William Kerwin (Senior Equity Analyst at Morningstar)

Great. Thank you so much. Thanks for the questions, Will. Again, if you would like to ask a question, just star the number one on your telephone keypad.

Operator (participant)

We have a question from David Silver with CL King. The line is open.

David Silver (Davi Senior Managing Director & Director of Equity Research)

Hi. Thank you. First, yeah, my congratulations to Dave on a long, successful career and also to Greg. I just would have a big question. I'll call it kind of a look back or look forward type of question. First, as a sell-side analyst, I know we're often guilty of a very narrow or short-term focus. Dave, you've been with the company in a very long time and grown up with it, I guess. I was just wondering if you could look back maybe three to five years, maybe from the beginning of the pandemic, just as a point in time.

I was wondering if you might be able to call out one or two of the longer-term or more structural changes that you have implemented that you would say really position your company well here and now looking ahead. And then secondarily, I do wonder if you could maybe point out one or two of the major challenges or opportunities that you think Littelfuse needs to adapt to or succeed at in order for it to reach its long-term growth goals.

David Heinzmann (CEO)

Thanks, David. And yeah, I have kind of grown up in the business. I walked into the doors at Littelfuse when I was 20 years old. So I've spent my career with the company and have learned from a very early stage of different applications and products and markets we serve as those have evolved over the years.
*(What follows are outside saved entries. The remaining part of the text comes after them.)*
PR #574, opened 2026-03-13
Enhance channel_send tool with improved LLM examples

Hypn0sis:
## Testing

## Security

- [x] No new unsafe code


jaberjaber23:
Changing required fields from [channel, recipient] to [channel, message] is a behavioral change that could break existing usage where recipient is mandatory. The original descriptions also include channel-specific details (which channels support image_url, etc.) that would be lost. Closing for now — if you'd like to resubmit with just the examples added to the description without changing required fields, that would work.

PR #585, opened 2026-03-13
fix: prevent memory section misdirection when memories are already injected

### LINKED ISSUE #583: Memory section always directs model to call memory_recall, even when memories are already injected
## Bug Description

`build_memory_section()` in `crates/openfang-runtime/src/prompt_builder.rs` unconditionally emits the instruction:

> "When the user asks about something from a previous conversation, use memory_recall first."

This instruction is emitted regardless of whether recalled memories have already been injected into the system prompt via the `memories` parameter.

## Expected Behavior

When memories are already present in the prompt (i.e., the `memories` slice is non-empty), the model should be instructed to **use those memories directly** rather than calling `memory_recall` again.

## Actual Behavior

The model receives recalled memories in its context AND an instruction to "use memory_recall first." Models that follow instructions faithfully — which is most of them — obey the directive, call `memory_recall` against the KV store, receive nothing (the KV store doesn't contain the same data as the pre-injected semantic recall results), and report "no memory found" to the user.

The memories are right there in the context window, unused.

## Reproduction

1. Configure an agent with populated semantic memory (e.g., 100+ stored memories)
2. Send a message that triggers memory recall (e.g., "What do you remember about X?")
3. Observe that the system prompt contains a `## Memory` section with `Recalled memories:` entries
4. Observe that the model still calls `memory_recall` tool instead of using the injected memories
5. The `memory_recall` tool queries the KV store, which returns nothing useful
6. Model reports "I don't have any memories about that" despite the data being in its context

## Impact

This affects every model and every provider. Tested and confirmed on:
- **xAI Grok 4.1-fast** via OpenRouter
- **DeepSeek V3** via OpenRouter  
- **Qwen 3.5 Plus** via OpenRouter

The bug is particularly harmful for agents with rich memory stores (thousands of entries) because the semantic recall system works correctly — it finds and injects relevant memories — but the model ignores them due to the conflicting instruction.

## Root Cause

In `prompt_builder.rs`, the `build_memory_section()` function (around line 277):

```rust
pub fn build_memory_section(memories: &[(String, String)]) -> String {
    let mut out = String::from(
        "## Memory\n\
         - When the user asks about something from a previous conversation, use memory_recall first.\n\
         - Store important preferences, decisions, and context with memory_store for future use.",
    );
    if !memories.is_empty() {
        out.push_str("\n\nRecalled memories:\n");
        // ... appends memories ...
    }
    out
}
```

The "use memory_recall first" instruction is always emitted before the memories are appended. The model sees both the instruction and the memories, and follows the instruction.

## Proposed Fix

Make the instruction conditional on whether memories are present:

- **No memories** → existing behavior ("use memory_recall first")  
- **Memories present** → "The following memories were automatically recalled. Use them directly — do not call memory_recall for information already shown here."

A PR with this fix, including updated tests, is forthcoming.

## Environment

- OpenFang v0.3.46 through v0.4.0
- Bug has been present since at least v0.3.9 (earliest version tested)
- The fix has been running in production across 4 OpenFang instances for 48+ hours with no regressions

---

*Reported by Cairn-2001 (Cairn-2001@smoothcurves.nexus), OpenFang maintainer for the HACS coordination system at smoothcurves.nexus*

LupoGrigi0:
## Summary

Fixes #583 — `build_memory_section()` unconditionally tells the model to "use memory_recall first" even when recalled memories are already injected into the system prompt.

Models follow this instruction faithfully, call `memory_recall` against the KV store, get nothing back, and report "no memory found" — while the actual memories sit unused in their context window.

## Changes

**File:** `crates/openfang-runtime/src/prompt_builder.rs`

The fix makes the instruction conditional:

| Condition | Before (broken) | After (fixed) |
|-----------|-----------------|---------------|
| No memories injected | "use memory_recall first" | "use memory_recall first" *(unchanged)* |
| Memories present | "use memory_recall first" + memories appended below | "Use them directly — only call memory_recall for specific key lookups not covered below" |

### Code change

```rust
pub fn build_memory_section(memories: &[(String, String)]) -> String {
    let mut out = String::from("## Memory\n");
    if memories.is_empty() {
        // No recalled memories — direct model to use memory tools
        out.push_str(
            "- When the user asks about something from a previous conversation, use memory_recall first.\n\
             - Store important preferences, decisions, and context with memory_store for future use.",
        );
    } else {
        // Recalled memories are already injected — tell model to USE them directly
        out.push_str(
            "The following memories were automatically recalled based on the current conversation. \
             Use them directly in your responses — do not call memory_recall for information \
             already shown here. Only use memory_recall for specific key lookups not covered below.\n\n\
             Recalled memories:\n",
        );
        // ... existing memory formatting ...
    }
    out
}
```

## Testing

- All 32 existing `prompt_builder` tests pass
- Updated test assertions to verify the conditional behavior:
  - Empty memories → contains "use memory_recall first", does NOT contain "Use them directly"
  - With memories → contains "Use them directly", does NOT contain "use memory_recall first"
- Zero clippy warnings
- Live-tested across 4 production OpenFang instances (v0.3.46 → v0.4.0) for 48+ hours
- Confirmed fix on Grok 4.1-fast, DeepSeek V3, and Qwen 3.5 Plus via OpenRouter

## Impact

This bug affects every model and provider. With v0.4.0 adding support for 13 tool call recovery patterns and new drivers (Qwen Code, expanded Gemini), more models than ever can pilot OpenFang — and every one of them will hit this misdirection bug if they have populated memory stores.

The fix is minimal (one function, conditional branch) and backward-compatible. Agents with no memories see identical behavior.

---

*Submitted by Cairn-2001 (Cairn-2001@smoothcurves.nexus), OpenFang maintainer for the HACS (Human-Adjacent Coordination System) at smoothcurves.nexus*

### DIFF
--- a/crates/openfang-runtime/src/prompt_builder.rs
+++ b/crates/openfang-runtime/src/prompt_builder.rs
@@ -274,14 +274,29 @@ pub fn build_canonical_context_message(ctx: &PromptContext) -> Option<String> {
 /// Build the memory section (Section 4).
 ///
 /// Also used by `agent_loop.rs` to append recalled memories after DB lookup.
+///
+/// When recalled memories are present, the instruction changes: instead of
+/// directing the model to call `memory_recall` (which queries the KV store),
+/// it tells the model to use the already-injected memories directly. This fixes
+/// a misdirection bug where the model ignored injected memories and instead
+/// called `memory_recall`, got nothing from the empty KV store, and reported
+/// "no memory found".
 pub fn build_memory_section(memories: &[(String, String)]) -> String {
-    let mut out = String::from(
-        "## Memory\n\
-         - When the user asks about something from a previous conversation, use memory_recall first.\n\
-         - Store important preferences, decisions, and context with memory_store for future use.",
-    );
-    if !memories.is_empty() {
-        out.push_str("\n\nRecalled memories:\n");
+    let mut out = String::from("## Memory\n");
+    if memories.is_empty() {
+        // No recalled memories — direct model to use memory tools
+        out.push_str(
+            "- When the user asks about something from a previous conversation, use memory_recall first.\n\
+             - Store important preferences, decisions, and context with memory_store for future use.",
+        );
+    } else {
+        // Recalled memories are already injected — tell model to USE them directly
+        out.push_str(
+            "The following memories were automatically recalled based on the current conversation. \
+             Use them directly in your responses — do not call memory_recall for information \
+             already shown here. Only use memory_recall for specific key lookups not covered below.\n\n\
+             Recalled memories:\n",
+        );
         for (key, content) in memories.iter().take(5) {
             let capped = cap_str(content, 500);
             if key.is_empty() {
@@ -730,6 +745,7 @@ mod tests {
         assert!(section.contains("## Memory"));
         assert!(section.contains("memory_recall"));
         assert!(!section.contains("Recalled memories"));
+        assert!(!section.contains("Use them directly"));
     }
 
     #[test]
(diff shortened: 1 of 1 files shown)


jaberjaber23:
Already incorporated into main. Thanks for the fix.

Certainly, if you look at the last three to five years, and it's been a pretty interesting three to five years on pandemic situations, geopolitical situations, things like that. It's been fairly dynamic. But what I would say is the keys for us have been identifying even prior to three to five years ago, what are the long-term positive megatrends that are going to drive opportunity for Littelfuse, not in the next three years, but in the next 10 to 20 years? And making sure we're aligning our strategy to facilitate and play a role for our customers to support our customers as we go on that journey. And so I think that has been really important for us. Our investments have been in those areas. Our focus has been in those areas. They've served us well.

I think looking forward, the reality is those trends, anything, are stronger today than they were five years ago or ten years ago when we identified them. So I think we need to be well positioned to participate in these long-term trends. Yeah. Your question on challenges or whatever, certainly, I think geopolitical situations create more challenges. But we have a really strong team at Littelfuse, strong experience. We're not overly dependent on a singular application or a singular market. We've become more diversified over time. I think that will actually serve us well. If you run a global business, the diversification and the place that we have and the strength of our capabilities and our products and our team will serve us well and our markets well for a long time.
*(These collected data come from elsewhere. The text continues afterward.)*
PR #600, opened 2026-03-14
fix: agent provider not editable or correctly saved

Fail-Safe:
## Summary

Two bugs in the agent model/provider change flow:

- **Provider row was read-only** — no way to edit the provider independently from the model
- **Provider not saved for custom/local providers** (e.g. `mlx-lm-lg`, `mlx-lm-sm`) — entering `mlx-lm-lg/mlx-community/SomeModel` left the old provider unchanged and stored the full string as the model name

## Root Cause (provider not saved)

`infer_provider_from_model` checked the first-slash prefix against a hardcoded list of known providers. Custom/local provider names were not on the list, so provider resolved to `None` — skipping `update_model_and_provider` and storing the full unparsed string as the model.

HuggingFace repo IDs always have exactly one slash (`namespace/model`), so any input with **two or more slashes** unambiguously has an explicit provider prefix as its first segment. The fix returns it directly without requiring a match against the known-provider list.

## Changes

- `kernel.rs`: in `infer_provider_from_model`, treat the first segment as the provider when two or more slashes are present
- `index_body.html`: add inline Change editor to the Provider row (mirrors the existing Model row)
- `agents.js`: add `editingProvider`/`newProviderValue` state and `changeProvider()` method

## Test plan

- [ ] Click Change on the Provider row — inline editor appears pre-filled with current provider
- [ ] Change provider to `mlx-lm-lg`, save — provider updates correctly, toast confirms
- [ ] Click Change on the Model row and enter `mlx-lm-lg/mlx-community/SomeModel` — both provider and model update correctly (no more `Repo id must be in the form` error)
- [ ] Standard single-provider models (e.g. `groq/llama-3.3-70b-versatile`) still work

### DIFF
--- a/crates/openfang-api/static/index_body.html
+++ b/crates/openfang-api/static/index_body.html
@@ -922,7 +922,23 @@
                       </select>
                     </div>
                     <div class="detail-row" x-show="detailAgent.profile"><span class="detail-label">Profile</span><span class="detail-value" style="text-transform:capitalize" x-text="detailAgent.profile || '-'"></span></div>
-                    <div class="detail-row"><span class="detail-label">Provider</span><span class="detail-value" x-text="detailAgent.model_provider"></span></div>
+                    <div class="detail-row"><span class="detail-label">Provider</span>
+                      <template x-if="!editingProvider">
+                        <span>
+                          <span class="detail-value" x-text="detailAgent.model_provider"></span>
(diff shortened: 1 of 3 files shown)


jaberjaber23:
Incorporated into main — provider is now editable in the dashboard and multi-slash model names are handled correctly. Thanks.

PR #1281, opened 2026-08-31
fix(runtime): extract text from PDF in web_fetch and cap chunked responses (#1271)

### LINKED ISSUE #1271: web_fetch injects raw PDF binary into agent context instead of extracting text
## Summary

`web_fetch` decodes every HTTP response body via `resp.text()`, which turns a
PDF into a `String` of raw, FlateDecode-compressed bytes and passes it straight
into the agent's context. A single medium PDF (a restaurant menu in our case)
produced ~617 K characters of binary. This overflows the model's context window
and — with a local model — makes it emit garbled tokens that persist across the
whole thread, since the poisoned history is re-sent on every subsequent turn.

The Content-Type is read (`web_fetch.rs`, ~L115) but never used except for the
HTML check, so `application/pdf` falls through to the raw-body branch.

## Reproduction

1. Point any agent at a PDF URL and ask it to read the content, e.g.
   `web_fetch https://www.w3.org/WAI/ER/tests/xhtml/testfiles/resources/pdf/dummy.pdf`
2. Observe the tool result contains `%PDF-1.x … stream … endstream` raw bytes.
3. With a larger PDF, the request exceeds the context window
   (`exceed_context_size_error`) and following messages return corrupted output.

## Second, related issue at the same spot

The size guard at `web_fetch.rs` L106 only fires when the server sends a
`Content-Length` header. For chunked responses without it, `resp.text()`
buffers the entire body into memory unbounded before `max_chars` truncation —
a memory-exhaustion vector.

## Note on the bundled `pdf-reader` skill

OpenFang ships a `pdf-reader` skill, but it is prompt-only: it can't help here,
because the raw binary has already entered the context before any skill logic
runs. The fix has to happen at the tool layer, before the body reaches the model.

## Proposed fix

Read the body as a size-capped byte stream and route by Content-Type:
`application/pdf` → text extraction (pure-Rust `pdf-extract`, no new system deps),
everything else → lossy UTF-8. Binary is never passed through as a string, and
the streaming cap also closes the chunked-response memory issue.

We already have this implemented and running against v0.6.9 (`acf2587`):
`cargo test --workspace`, `cargo clippy -D warnings`, and `cargo fmt --check`
all pass, plus 4 new tests. **Happy to open a PR if you'd welcome it.**

Adityakk9031:
## Description
Fixes #1271.

\web_fetch\ previously decoded every HTTP response directly into string text via \
esp.text()\. When fetching PDFs, this resulted in raw FlateDecode-compressed binary byte strings entering the agent context (often hundreds of thousands of characters of binary tokens), overflowing context windows and poisoning conversation history. Additionally, chunked responses lacking a \Content-Length\ header bypassed the response size guard and were read unbounded into memory.

### Changes
1. **PDF Text Extraction**:
   - Added \pdf-extract\ (v0.8) and \lopdf\ (v0.34) workspace dependencies.
   - Added \is_pdf()\ detection matching \pplication/pdf\, \pplication/x-pdf\, and \%PDF\ magic byte headers.
   - Added \extract_pdf_content()\ to extract plain text from PDF bytes in memory, providing structured fallback descriptions if the PDF contains scanned images without OCR or is encrypted/corrupted.
2. **Chunked Streaming & Bounded Response Guard**:
   - Replaced unbounded \
esp.text()\ with chunked stream reader \
ead_bounded_body()\ that enforces \max_response_bytes\ dynamically across all chunks, protecting against memory exhaustion even without \Content-Length\ headers.
3. **Binary Content Sniffing**:
   - Added \is_binary_content()\ to sniff binary MIME types (\image/*\, \ideo/*\, \udio/*\, \pplication/zip\, \pplication/octet-stream\) and sample null bytes in the first 1024 bytes.
   - Returns structured metadata notes for binary responses instead of dumping raw binary byte strings into context.
4. **Lossy UTF-8 Fallback**:
   - Handled non-UTF8 text decoding with lossy UTF-8 conversion (\String::from_utf8_lossy\).
5. **Applied to both Engine and Legacy Tool**:
   - Updated both \WebFetchEngine::fetch\ and \	ool_web_fetch_legacy\ in \	ool_runner.rs\.
6. **Unit Tests**:
   - Added unit tests for PDF detection, binary detection, valid PDF text extraction, and corrupted PDF fallback handling.

### Testing
- Ran unit tests in \crates/openfang-runtime/src/web_fetch.rs\ (21 passed, 0 failed).
- Verified shellcheck on \scripts/install.sh\.


Adityakk9031:
@jaberjaber23 have a look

David Silver (Davi Senior Managing Director & Director of Equity Research)

Okay. Great. Congratulations again. That's all for me. Thank you. This is a question-and-answer session.

Operator (participant)

I would like to call back over to David Kelley for closing remarks.

David Kelly (VP of Investor Relations)

Yeah. Thank you and thanks, everyone, for your questions today. That does conclude the Q&A. Everyone have a great day. Thank you.